## Records provided
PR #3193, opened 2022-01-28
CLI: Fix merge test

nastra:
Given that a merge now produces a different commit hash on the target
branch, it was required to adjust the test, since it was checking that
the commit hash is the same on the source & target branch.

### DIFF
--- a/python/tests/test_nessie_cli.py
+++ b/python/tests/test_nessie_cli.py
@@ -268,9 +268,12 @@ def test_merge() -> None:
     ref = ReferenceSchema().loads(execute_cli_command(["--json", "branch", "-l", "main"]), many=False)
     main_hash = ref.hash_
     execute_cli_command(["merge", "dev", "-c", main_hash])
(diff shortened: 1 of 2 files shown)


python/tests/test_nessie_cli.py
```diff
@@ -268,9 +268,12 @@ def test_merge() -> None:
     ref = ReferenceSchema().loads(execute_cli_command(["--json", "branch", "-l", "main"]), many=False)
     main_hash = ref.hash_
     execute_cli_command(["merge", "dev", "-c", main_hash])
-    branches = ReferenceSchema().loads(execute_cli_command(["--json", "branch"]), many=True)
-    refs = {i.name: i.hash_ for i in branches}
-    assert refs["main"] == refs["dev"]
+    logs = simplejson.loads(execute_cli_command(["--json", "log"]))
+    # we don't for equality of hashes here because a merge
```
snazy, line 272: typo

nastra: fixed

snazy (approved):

* * *

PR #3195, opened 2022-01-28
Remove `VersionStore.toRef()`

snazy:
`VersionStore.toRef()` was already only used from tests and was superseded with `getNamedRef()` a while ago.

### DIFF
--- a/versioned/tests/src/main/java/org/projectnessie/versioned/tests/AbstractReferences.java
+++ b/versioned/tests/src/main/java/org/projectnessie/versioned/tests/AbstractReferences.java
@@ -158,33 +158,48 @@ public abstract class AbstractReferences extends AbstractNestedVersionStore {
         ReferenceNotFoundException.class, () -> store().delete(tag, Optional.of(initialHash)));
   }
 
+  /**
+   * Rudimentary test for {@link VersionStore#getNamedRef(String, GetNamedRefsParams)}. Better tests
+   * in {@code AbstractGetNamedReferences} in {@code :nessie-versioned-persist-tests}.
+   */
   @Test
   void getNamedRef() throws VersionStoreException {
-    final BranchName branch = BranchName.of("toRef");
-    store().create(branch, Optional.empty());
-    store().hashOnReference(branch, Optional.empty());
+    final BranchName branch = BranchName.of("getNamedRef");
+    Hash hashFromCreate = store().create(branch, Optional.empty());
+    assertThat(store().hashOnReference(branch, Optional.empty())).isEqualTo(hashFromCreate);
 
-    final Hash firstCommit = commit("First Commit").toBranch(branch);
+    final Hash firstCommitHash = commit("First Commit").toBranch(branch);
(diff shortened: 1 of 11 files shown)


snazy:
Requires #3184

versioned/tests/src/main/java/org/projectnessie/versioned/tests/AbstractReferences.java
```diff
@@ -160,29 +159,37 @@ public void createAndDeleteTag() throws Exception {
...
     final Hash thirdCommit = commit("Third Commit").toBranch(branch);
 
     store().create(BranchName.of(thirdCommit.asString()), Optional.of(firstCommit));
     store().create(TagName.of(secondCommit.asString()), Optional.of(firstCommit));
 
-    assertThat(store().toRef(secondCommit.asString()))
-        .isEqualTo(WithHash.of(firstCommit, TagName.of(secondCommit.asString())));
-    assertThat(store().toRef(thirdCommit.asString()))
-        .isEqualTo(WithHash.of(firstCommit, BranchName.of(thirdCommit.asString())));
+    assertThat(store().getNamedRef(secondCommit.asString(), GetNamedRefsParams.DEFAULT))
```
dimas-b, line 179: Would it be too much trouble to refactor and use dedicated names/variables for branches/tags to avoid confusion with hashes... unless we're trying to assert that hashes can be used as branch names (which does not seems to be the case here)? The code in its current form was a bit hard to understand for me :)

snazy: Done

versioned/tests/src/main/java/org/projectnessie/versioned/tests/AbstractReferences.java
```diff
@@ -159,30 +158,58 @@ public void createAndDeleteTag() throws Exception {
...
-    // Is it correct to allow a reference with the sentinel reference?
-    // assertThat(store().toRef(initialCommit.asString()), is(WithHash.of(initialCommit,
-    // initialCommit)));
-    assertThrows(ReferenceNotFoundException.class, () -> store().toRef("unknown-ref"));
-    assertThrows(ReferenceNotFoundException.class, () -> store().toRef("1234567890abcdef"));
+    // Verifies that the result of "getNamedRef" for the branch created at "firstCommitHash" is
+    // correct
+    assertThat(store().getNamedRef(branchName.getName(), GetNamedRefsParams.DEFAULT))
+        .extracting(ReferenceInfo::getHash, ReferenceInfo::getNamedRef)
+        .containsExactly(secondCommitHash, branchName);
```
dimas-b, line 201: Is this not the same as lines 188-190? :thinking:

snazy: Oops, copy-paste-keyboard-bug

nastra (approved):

--

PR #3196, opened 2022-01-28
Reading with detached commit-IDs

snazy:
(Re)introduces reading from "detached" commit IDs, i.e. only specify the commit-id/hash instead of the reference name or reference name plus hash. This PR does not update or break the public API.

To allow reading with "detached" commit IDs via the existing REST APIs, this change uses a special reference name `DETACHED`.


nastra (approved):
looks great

## Exercise objective
Check every line of the records, and copy the ones that hold the word "WithHash".

## Solution to this task
-        .isEqualTo(WithHash.of(firstCommit, TagName.of(secondCommit.asString())));
-        .isEqualTo(WithHash.of(firstCommit, BranchName.of(thirdCommit.asString())));
-    // assertThat(store().toRef(initialCommit.asString()), is(WithHash.of(initialCommit,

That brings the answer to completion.